Non a caso, contro le cosiddette «minacce ibride» Bruxelles finanzia con 77 milioni di euro dieci progetti del programma di ricerca Horizon 2020 finalizzati a proteggere le catene di distribuzione di energia e acqua, oltre a trasporti e finanza. In base ai report diffusi ieri, poi, otto persone e quattro gruppi sono stati individuati e sottoposti a un regime di sanzioni, appena rinnovate di un anno, per il coinvolgimento in cyber-attacchi. Con la pandemia e la migrazione online tra smart working e mesi di lockdown, il cyber-crimine è la sezione che apre la relazione sul «Serious organised crime» dell’Europol (Socta 2021): i pericoli cibernetici sono un vaso di Pandora da scoperchiare, perché ne sentiamo parlare troppo poco, e sono cresciuti «non solo in termini numerici, ma anche di sofisticazione». 

La digitalizzazione ci ha reso più vulnerabili, servono contromisure. In questo contesto si inserisce l’unità congiunta per il cyberspazio. In parallelo all’annuncio, la commissione ha istituito a Bruxelles la sede dell’Agenzia dell’Unione europea per la cybersicurezza (Enisa). Gli uffici della nuova unità saranno tra quelli dell’Enisa e di Cert-Ue, la squadra di pronto intervento informatico. Sarà «il braccio operativo del Cyber Shield europeo», ha spiegato il commissario per il mercato interno Thierry Breton. Avrà tre obiettivi: permettere una controffensiva coordinata ad attacchi di larga scala, migliorare la comunicazione e la consapevolezza tra il pubblico, promuovere la prevenzione collettiva. 

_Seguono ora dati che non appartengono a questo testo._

PR #138, opened 2020-05-14
Pyasi add Matcher support for common regex formats

pyasi:
# Matching Common Formats
Add in support for matchers to match against common regex formats. This PR adds a class to the `matchers.py` file that can be imported and used to replace re-writing common regex patterns for standard formats. Adds unit tests to keep 100% coverage on the repository. I also have made changes to the E2E tests to incorporate a couple of examples.

 I've added support for:
- Integers
- Decimals
- Ids (identifiers)
- Hexadecimals
- IP addresses
- IPv6
- Dates
- Timestamps
- Times
- Uuids

### Usage example
```
from pact.matchers import Format
Format().integer  # Matches if the value is an integer
Format().ip_address  # Matches if the value is a ip address
```


elliottmurray:
I think you need to make a change to the pact/__init__.py file. Should be obvious but my local install doesn't find Format otherwise.

elliottmurray:
Version number needs updating to match. It probably will be ok on a merge but would prefer if you could rebase to latest master.

elliottmurray:
We need to think about the enum dependency. I don't think this will work on 2.7 as is because the package won't have it imported (just the CI/CD pipeline). It might need to have a line added to setup.py that itself might need a little work.

pyasi:
Comments addressed, good call!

Tra i compiti della task force ci sarà creare un inventario delle competenze e capacità tecniche di cui dispongono gli Stati, istituire collaborazioni con il settore privato, offrire supporto a chi è stato danneggiato, stilare protocolli d’intesa per l’assistenza reciproca e resoconti sistemici che includano informazioni d’intelligence. Ma soprattutto questa piattaforma porterà al reclutamento di «squadre di risposta rapida» da mobilitare, o persino preallertare, in caso di crisi e alla preparazione di un piano europeo di reazione agli incidenti cibernetici, basato su quelli nazionali. 

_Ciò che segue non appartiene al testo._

Issue #141, opened 2020-06-02
can not mock a https server 


NickWang23:
I have post the detail on the stack overflow:
https://stackoverflow.com/questions/62144092/how-to-mock-a-https-server-by-pact-python-could-you-give-me-a-example
If you have anytime, please check this, thank you.

elliottmurray:
I can recreate locally and will investigate but when I think about it not totally surprised it is failing. Following on from the original reply to your S.O. post - can you just run it as http?

NickWang23:
I think I get your point, you mean we just need to focus on the content of contract and https is not a main aspect. Cuz I'm a rookie of contact test, I strict follow the rule: 100% simulation then replay. Thank you for your reply.

elliottmurray:
I've actually pushed 1.0.1 which does turn verification off. I don't think it does any real harm. But yes I think strictly it's unncecessary. I'll close this off and you're free to use 1.0.1 which should get you going.

PR #142, opened 2020-06-02
Allowed https communication to mock. Didn't fix tests

elliottmurray:
#141 feature request


mefellows:
Thanks Elliot. So it seems my suspicions were correct - it was Pact Python not ignoring certs!

Thanks for the fix.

La Cyber Unit disporrà di un quartier generale, dove gli esperti potranno lavorare insieme o fronteggiare le emergenze come in una war room. Ci sarà anche una piattaforma virtuale per monitorare la situazione, condividere i dati e centralizzare le minacce rilevate grazie agli strumenti comunitari. Questa potenza di fuoco verrà raggiunta in quattro fasi: l’unità sarà attiva entro fine 2022, ma prima avrà già definito i piani difensivi e le strategie da adottare. Coinvolgerà più di dieci agenzie europee, oltre a quelle nazionali, tra cui l’Enisa, lo European External Action Service (Eeas), l’Agenzia europea per la difesa (Eda) e il Centro europeo contro il cybercrimine dell’Europol (EC3).

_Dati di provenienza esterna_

PR #145, opened 2020-06-11
Remove typo from examples/e2e requirements.txt

jstoebel:
A stray f was in examples/e2e/requirements.txt causing pip install to break


elliottmurray:
Thanks! I need to work on these a bit more and incorporate them into the CI pipeline.

PR #272, opened 2021-11-23
Use build-releases to be able to detect release

hibell:

- Use correct target in makefile so that the correct tag is used for images.
- 

- [ ] User guide
- [ ] `CHANGELOG.md`

Fixes #


leochr (approved):
Thanks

«L’unità congiunta per il ciberspazio – ha detto Josep Borrell, l’Alto rappresentante dell’Unione per gli Affari esteri e la politica di sicurezza – è un passo molto importante dell’Europa per proteggere i governi, i cittadini e le imprese dell’Ue dalle minacce informatiche globali. Siamo tutti vulnerabili agli attacchi informatici ed è per questo che è fondamentale la cooperazione a tutti i livelli. Non ha senso parlare di dimensioni grandi o piccole». Anche secondo la vicepresidente Margrethe Vestager «la cybersicurezza è un presupposto imprescindibile per un’Europa digitale e connessa. Insieme possiamo davvero fare la differenza».